Provided data Start Marker

PR #59, opened 2018-05-28
Add integration tests to coverage report

carlosms:
Based on #41
Part of #32

### DIFF
--- a/.travis.yml
+++ b/.travis.yml
@@ -50,7 +50,7 @@ jobs:
       - git clone https://github.com/src-d/gitbase-playground.git $HOME/repos/gitbase-playground
       - docker run -d --name gitbase -p "3367:3306" -e "BBLFSH_ENDPOINT=bblfshd:9432" --volume $HOME/repos:/opt/repos --link bblfshd srcd/gitbase
       - sleep 15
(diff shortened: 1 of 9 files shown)


carlosms:
branch rebased on top of #41, now with docs updated

smacker:
I'm not sure counting code coverage by running integration tests is a good idea.

Mostly because you can't cover most of edge (error) cases with integration tests and need to use regular unit tests. Writing a successful path unit-test isn't such a big deal if you are writing fail path already.

Also, code coverage by integration tests may produce different results in code coverage in CI and on dev machine because they depend on the environment which can be annoying.

Third reason, integration tests require specific set up and if we use them as main tests instead of unit, it complicates developers experience.

carlosms:
Please note that the way it is running now the coverage will take into account **both** unit and integration tests. So this is not a proposal to replace unit tests and focus only on integration from now on, we should still implement more unit tests at some point.

But your comment has valid points, if others agree that integration tests should not be taken into account for the coverage I'm ok skipping this PR. cc @dpordomingo @bzz

bzz:
As discussed offline @carlosms is going to change where coverage is run

bzz:
@smacker I think all the feedback has been addressed and is ready for another pass

Issue #47, opened 2018-05-23
Code viewer


carlosms:
Integrate the uast-viewer lib to open code viewer when the code button (https://github.com/src-d/gitbase-playground/issues/23) is clicked.

Issue #61, opened 2018-06-05
Improve code detection and guess a language


smacker:
A language should be guessed using enry.

I propose to add information which column is a code and language in `meta` of the query endpoint response.

carlosms:
> I propose to add information which column is a code and language in meta of the query endpoint response.

Can you develop a bit more your idea? The current response `meta` contains information for the whole table, but the language is unique to each row.

e.g. in `select * from files` the column `blob_content` will not have a code button for binary files (like a `.png`), and each file may have a different language.

smacker:
The original idea was to figure out which column is a code and add it to a response and return array of languages for each row. Though now we decided to detect language using separate endpoint and call it only when a user opens a modal window. I'm not sure how to handle binary files.

smacker:
We do guess code & language now.
It's far from perfect but good enough for the current scope.
I'm closing the issue. Please create a new one if you see any particular cases that are needed to be improved.

PR #62, opened 2018-06-05
Code viewer

smacker:
Fix: #47

Based on #52, #60

This PR doesn't implement syntax highlighting in editor. It requires changes to code detection (move from FE to BE) and language guessing using envy. It will be implemented in another issue: #61

screen shot 2018-06-05 at 12 53 12

### DIFF
--- a/frontend/src/App.js
+++ b/frontend/src/App.js
@@ -2,7 +2,7 @@ import React, { Component } from 'react';
 import { Helmet } from 'react-helmet';
 import { Grid, Row, Col, Modal } from 'react-bootstrap';
 import SplitPane from 'react-split-pane';
-import UASTViewer, { transformer } from 'uast-viewer';
+import UASTViewer, { Editor, transformer } from 'uast-viewer';
 import 'uast-viewer/dist/default-theme.css';
 import Sidebar from './components/Sidebar';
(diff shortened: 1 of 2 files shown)


frontend/src/App.js
```diff
@@ -97,6 +108,33 @@ GROUP BY committer_email, month, repo_id`,
...
+      modalContent: <Editor code={code} />
+    });
+  }
+
+  showUAST(uast) {
+    this.setState({
+      showModal: true,
+      modalTitle: 'UAST',
+      modalContent:
+        // currently github returns only 1 item, UAST of the file
```
carlosms: You mean gitbase? :smile:

carlosms:
The only minor thing I see is how the modal overflows. As you can see in the screenshot, the vertical scroll is on the modal, while the horizontal is for the code component. If it makes sense, please consider changing this so both scrolls apply to the code component.

scrolls

frontend/src/App.js
smacker: oh. thanks! :-D

smacker:
Your suggestion makes perfect sense! The bottom scrollbar is kind of invisible on Mac so I missed it. Fixed.

PR #63, opened 2018-06-05
More unit tests

carlosms:
Part of #32.

Also contains a couple of fixes for bugs uncovered by the new tests.

### DIFF
--- a/server/handler/query.go
+++ b/server/handler/query.go
@@ -6,6 +6,7 @@ import (
 	"fmt"
 	"io/ioutil"
 	"net/http"
+	"regexp"
 	"strings"
 
 	"github.com/src-d/gitbase-playground/server/serializer"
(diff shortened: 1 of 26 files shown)


server/handler/schema_test.go
```diff
@@ -0,0 +1,65 @@
...
+func TestSchemaSuite(t *testing.T) {
+	suite.Run(t, new(SchemaSuite))
+}
+
+func (suite *SchemaSuite) TestGet() {
+	suite.mock.ExpectQuery("SHOW TABLES").WillReturnRows(
+		sqlmock.NewRows([]string{"table"}).
+			AddRow("foo"))
+
+	suite.mock.ExpectQuery("DESCRIBE TABLE.*").WillReturnRows(
```
smacker: I would expect `DESCRIBE TABLE foo` here to be sure the second query is correct.

server/handler/query.go
```diff
@@ -183,7 +184,10 @@ func addLimit(query string, limit int) string {
 		return query
 	}
 
-	query = strings.TrimRight(strings.TrimSpace(query), ";")
+	re := regexp.MustCompile(`\/\*(?s:.)*?\*\/`)
```
smacker: maybe better define & compile the regexp only once outside of the function?

carlosms:
Thanks @smacker. Since the feedback is not critical, I'll merge this PR as it is to fix the integration tests on Travis on master. I'll create a new PR shortly addressing the feedback.

PR #57, opened 2018-05-24
Parse endpoint

smacker:
Fix: #46

PR #64, opened 2018-06-06
Use debian instead of alpine for the docker container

Provided data End Marker

What you are asked to do
In the data above, repeat exactly each line from the first through the line that contains "-50,7 +50,7 @@", and give nothing else.

Response to the exercise
PR #59, opened 2018-05-28
Add integration tests to coverage report

carlosms:
Based on #41
Part of #32

### DIFF
--- a/.travis.yml
+++ b/.travis.yml
@@ -50,7 +50,7 @@ jobs:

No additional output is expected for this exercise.